Task input –

--- START ---

PR #4441, opened 2026-05-17
Http part2

georgemoralis:
-Rewrote URI* functions more close to decompile
-Rewrote ParseStatusLine more close to decompile
-Implemented ParseResponseHeader
-Added minimal state machine
-SendRequest now returns proper error for no-internet connection


src/core/libraries/network/http.cpp
```diff
@@ -109,17 +160,52 @@ int PS4_SYSV_ABI sceHttpCookieImport(int libhttpCtxId, const void* buffer, u64 b
...
+        LOG_ERROR(Lib_Http, "Not initialized");
+        return ORBIS_HTTP_ERROR_BEFORE_INIT;
+    }
+    if (!g_state.templates.contains(tmplId)) {
+        LOG_ERROR(Lib_Http, "Invalid tmplId={}", tmplId);
+        return ORBIS_HTTP_ERROR_INVALID_ID;
+    }
+    if (!serverName) {
+        LOG_ERROR(Lib_Http, "serverName is null");
+        return ORBIS_HTTP_ERROR_INVALID_URL;
```
StevenMiller123: Should be `ORBIS_HTTP_ERROR_INVALID_VALUE`

src/core/libraries/network/http.cpp
```diff
@@ -128,38 +214,74 @@ int PS4_SYSV_ABI sceHttpCreateEpoll(int libhttpCtxId, OrbisHttpEpollHandle* eh)
...
 }
 
 int PS4_SYSV_ABI sceHttpCreateRequest2(int connId, const char* method, const char* path,
                                        u64 contentLength) {
-    LOG_ERROR(Lib_Http, "(STUBBED) called connId={}, method={}, path={}, contentLength={}", connId,
-              method ? method : "(null)", path ? path : "(null)", contentLength);
-    return ORBIS_OK;
+    LOG_INFO(Lib_Http, "called connId={}, method={}, path={}, contentLength={}", connId,
+             method ? method : "(null)", path ? path : "(null)", contentLength);
+    return sceHttpCreateRequestWithURL(connId, 0, path, contentLength);
```
StevenMiller123: null path should return `ORBIS_HTTP_ERROR_INVALID_VALUE`, this code results in returning `ORBIS_HTTP_ERROR_INVALID_URL`

src/core/libraries/network/http.cpp
```diff
@@ -128,38 +214,74 @@ int PS4_SYSV_ABI sceHttpCreateEpoll(int libhttpCtxId, OrbisHttpEpollHandle* eh)
 }
 
 int PS4_SYSV_ABI sceHttpCreateRequest(int connId, int method, const char* path, u64 contentLength) {
-    LOG_ERROR(Lib_Http, "(STUBBED) called connId={}, method={}, path={}, contentLength={}", connId,
-              method, path ? path : "(null)", contentLength);
-    return ORBIS_OK;
+    LOG_INFO(Lib_Http, "called connId={}, method={}, path={}, contentLength={}", connId, method,
+             path ? path : "(null)", contentLength);
+    return sceHttpCreateRequestWithURL(connId, method, path, contentLength);
```
StevenMiller123: null path should return `ORBIS_HTTP_ERROR_INVALID_VALUE`, this code results in returning `ORBIS_HTTP_ERROR_INVALID_URL`

src/core/libraries/network/http.cpp
StevenMiller123: Method should not be ignored, it needs to be converted to the proper int value.

StevenMiller123: Handling paths like urls seems to be incorrect.

src/core/libraries/network/http.cpp
StevenMiller123: Handling paths like urls seems to be incorrect.

src/core/libraries/network/http.cpp
```diff
@@ -128,38 +214,74 @@ int PS4_SYSV_ABI sceHttpCreateEpoll(int libhttpCtxId, OrbisHttpEpollHandle* eh)
...
 }
 
 int PS4_SYSV_ABI sceHttpCreateRequestWithURL2(int connId, const char* method, const char* url,
                                               u64 contentLength) {
-    LOG_ERROR(Lib_Http, "(STUBBED) called connId={}, method={}, url={}, contentLength={}", connId,
-              method ? method : "(null)", url ? url : "(null)", contentLength);
-    return ORBIS_OK;
+    LOG_INFO(Lib_Http, "called connId={}, method={}, url={}, contentLength={}", connId,
+             method ? method : "(null)", url ? url : "(null)", contentLength);
+    return sceHttpCreateRequestWithURL(connId, 0, url, contentLength);
```
StevenMiller123: Method should not be ignored, it needs to be converted to the proper int value.

StevenMiller123 (changes requested):
Focused on nitpicking things you're attempting to do which I've already decompiled.

src/core/libraries/network/http.cpp
```diff
@@ -216,14 +329,108 @@ int PS4_SYSV_ABI sceHttpCreateEpoll(int libhttpCtxId, OrbisHttpEpollHandle* eh)
...
 int PS4_SYSV_ABI sceHttpCreateRequest2(int connId, const char* method, const char* path,
                                        u64 contentLength) {
     LOG_INFO(Lib_Http, "called connId={}, method={}, path={}, contentLength={}", connId,
              method ? method : "(null)", path ? path : "(null)", contentLength);
-    return sceHttpCreateRequestWithURL(connId, 0, path, contentLength);
+    auto map_method = [](const char* m) -> int {
+        if (!m)
+            return -1;
+        std::string s = m;
+        if (s == "GET")
```
StevenMiller123, line 371: Real library uses a case insensitive check.

src/core/libraries/network/http.cpp
```diff
@@ -258,7 +465,39 @@ int PS4_SYSV_ABI sceHttpCreateRequestWithURL2(int connId, const char* method, co
                                               u64 contentLength) {
     LOG_INFO(Lib_Http, "called connId={}, method={}, url={}, contentLength={}", connId,
              method ? method : "(null)", url ? url : "(null)", contentLength);
-    return sceHttpCreateRequestWithURL(connId, 0, url, contentLength);
+    int int_method = -1;
+    if (method) {
+        std::string s = method;
+        if (s == "GET")
```
StevenMiller123, line 475: Check should be case insensitive.

StevenMiller123 (changes requested):

StevenMiller123:
Nevermind that review

StevenMiller123 (commented):
What I'm familiar with looks fine. I haven't decompiled much request logic though.

StevenMiller123 (approved):
Seems to function well enough.

PR #4443, opened 2026-05-17
http_part3

georgemoralis:


StevenMiller123 (approved):

StevenMiller123 (commented):
Missed this in my initial review, but this causes a deadlock. You're locking state in both sceHttpCreateRequest2 and sceHttpCreateRequestWithURL. Since your state mutex isn't recursive, that causes crashes.

PR #4449, opened 2026-05-18
Http part4

georgemoralis:
-Mostly Settings functions added , checked and verified with decompile


StevenMiller123 (approved):
Seems good to me

PR #4455, opened 2026-05-20
Fix assertion in UFC 2

Hog185:
also added hella logging


Hog185:
clang is not my friend

src/video_core/texture_cache/image.cpp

--- END ---

Your response should consist of the full listing, repeated exactly.

Exercise solution –
PR #4441, opened 2026-05-17
Http part2

georgemoralis:
-Rewrote URI* functions more close to decompile
-Rewrote ParseStatusLine more close to decompile
-Implemented ParseResponseHeader
-Added minimal state machine
-SendRequest now returns proper error for no-internet connection


src/core/libraries/network/http.cpp
```diff
@@ -109,17 +160,52 @@ int PS4_SYSV_ABI sceHttpCookieImport(int libhttpCtxId, const void* buffer, u64 b
...
+        LOG_ERROR(Lib_Http, "Not initialized");
+        return ORBIS_HTTP_ERROR_BEFORE_INIT;
+    }
+    if (!g_state.templates.contains(tmplId)) {
+        LOG_ERROR(Lib_Http, "Invalid tmplId={}", tmplId);
+        return ORBIS_HTTP_ERROR_INVALID_ID;
+    }
+    if (!serverName) {
+        LOG_ERROR(Lib_Http, "serverName is null");
+        return ORBIS_HTTP_ERROR_INVALID_URL;
```
StevenMiller123: Should be `ORBIS_HTTP_ERROR_INVALID_VALUE`

src/core/libraries/network/http.cpp
```diff
@@ -128,38 +214,74 @@ int PS4_SYSV_ABI sceHttpCreateEpoll(int libhttpCtxId, OrbisHttpEpollHandle* eh)
...
 }
 
 int PS4_SYSV_ABI sceHttpCreateRequest2(int connId, const char* method, const char* path,
                                        u64 contentLength) {
-    LOG_ERROR(Lib_Http, "(STUBBED) called connId={}, method={}, path={}, contentLength={}", connId,
-              method ? method : "(null)", path ? path : "(null)", contentLength);
-    return ORBIS_OK;
+    LOG_INFO(Lib_Http, "called connId={}, method={}, path={}, contentLength={}", connId,
+             method ? method : "(null)", path ? path : "(null)", contentLength);
+    return sceHttpCreateRequestWithURL(connId, 0, path, contentLength);
```
StevenMiller123: null path should return `ORBIS_HTTP_ERROR_INVALID_VALUE`, this code results in returning `ORBIS_HTTP_ERROR_INVALID_URL`

src/core/libraries/network/http.cpp
```diff
@@ -128,38 +214,74 @@ int PS4_SYSV_ABI sceHttpCreateEpoll(int libhttpCtxId, OrbisHttpEpollHandle* eh)
 }
 
 int PS4_SYSV_ABI sceHttpCreateRequest(int connId, int method, const char* path, u64 contentLength) {
-    LOG_ERROR(Lib_Http, "(STUBBED) called connId={}, method={}, path={}, contentLength={}", connId,
-              method, path ? path : "(null)", contentLength);
-    return ORBIS_OK;
+    LOG_INFO(Lib_Http, "called connId={}, method={}, path={}, contentLength={}", connId, method,
+             path ? path : "(null)", contentLength);
+    return sceHttpCreateRequestWithURL(connId, method, path, contentLength);
```
StevenMiller123: null path should return `ORBIS_HTTP_ERROR_INVALID_VALUE`, this code results in returning `ORBIS_HTTP_ERROR_INVALID_URL`

src/core/libraries/network/http.cpp
StevenMiller123: Method should not be ignored, it needs to be converted to the proper int value.

StevenMiller123: Handling paths like urls seems to be incorrect.

src/core/libraries/network/http.cpp
StevenMiller123: Handling paths like urls seems to be incorrect.

src/core/libraries/network/http.cpp
```diff
@@ -128,38 +214,74 @@ int PS4_SYSV_ABI sceHttpCreateEpoll(int libhttpCtxId, OrbisHttpEpollHandle* eh)
...
 }
 
 int PS4_SYSV_ABI sceHttpCreateRequestWithURL2(int connId, const char* method, const char* url,
                                               u64 contentLength) {
-    LOG_ERROR(Lib_Http, "(STUBBED) called connId={}, method={}, url={}, contentLength={}", connId,
-              method ? method : "(null)", url ? url : "(null)", contentLength);
-    return ORBIS_OK;
+    LOG_INFO(Lib_Http, "called connId={}, method={}, url={}, contentLength={}", connId,
+             method ? method : "(null)", url ? url : "(null)", contentLength);
+    return sceHttpCreateRequestWithURL(connId, 0, url, contentLength);
```
StevenMiller123: Method should not be ignored, it needs to be converted to the proper int value.

StevenMiller123 (changes requested):
Focused on nitpicking things you're attempting to do which I've already decompiled.

src/core/libraries/network/http.cpp
```diff
@@ -216,14 +329,108 @@ int PS4_SYSV_ABI sceHttpCreateEpoll(int libhttpCtxId, OrbisHttpEpollHandle* eh)
...
 int PS4_SYSV_ABI sceHttpCreateRequest2(int connId, const char* method, const char* path,
                                        u64 contentLength) {
     LOG_INFO(Lib_Http, "called connId={}, method={}, path={}, contentLength={}", connId,
              method ? method : "(null)", path ? path : "(null)", contentLength);
-    return sceHttpCreateRequestWithURL(connId, 0, path, contentLength);
+    auto map_method = [](const char* m) -> int {
+        if (!m)
+            return -1;
+        std::string s = m;
+        if (s == "GET")
```
StevenMiller123, line 371: Real library uses a case insensitive check.

src/core/libraries/network/http.cpp
```diff
@@ -258,7 +465,39 @@ int PS4_SYSV_ABI sceHttpCreateRequestWithURL2(int connId, const char* method, co
                                               u64 contentLength) {
     LOG_INFO(Lib_Http, "called connId={}, method={}, url={}, contentLength={}", connId,
              method ? method : "(null)", url ? url : "(null)", contentLength);
-    return sceHttpCreateRequestWithURL(connId, 0, url, contentLength);
+    int int_method = -1;
+    if (method) {
+        std::string s = method;
+        if (s == "GET")
```
StevenMiller123, line 475: Check should be case insensitive.

StevenMiller123 (changes requested):

StevenMiller123:
Nevermind that review

StevenMiller123 (commented):
What I'm familiar with looks fine. I haven't decompiled much request logic though.

StevenMiller123 (approved):
Seems to function well enough.

PR #4443, opened 2026-05-17
http_part3

georgemoralis:


StevenMiller123 (approved):

StevenMiller123 (commented):
Missed this in my initial review, but this causes a deadlock. You're locking state in both sceHttpCreateRequest2 and sceHttpCreateRequestWithURL. Since your state mutex isn't recursive, that causes crashes.

PR #4449, opened 2026-05-18
Http part4

georgemoralis:
-Mostly Settings functions added , checked and verified with decompile


StevenMiller123 (approved):
Seems good to me

PR #4455, opened 2026-05-20
Fix assertion in UFC 2

Hog185:
also added hella logging


Hog185:
clang is not my friend

src/video_core/texture_cache/image.cpp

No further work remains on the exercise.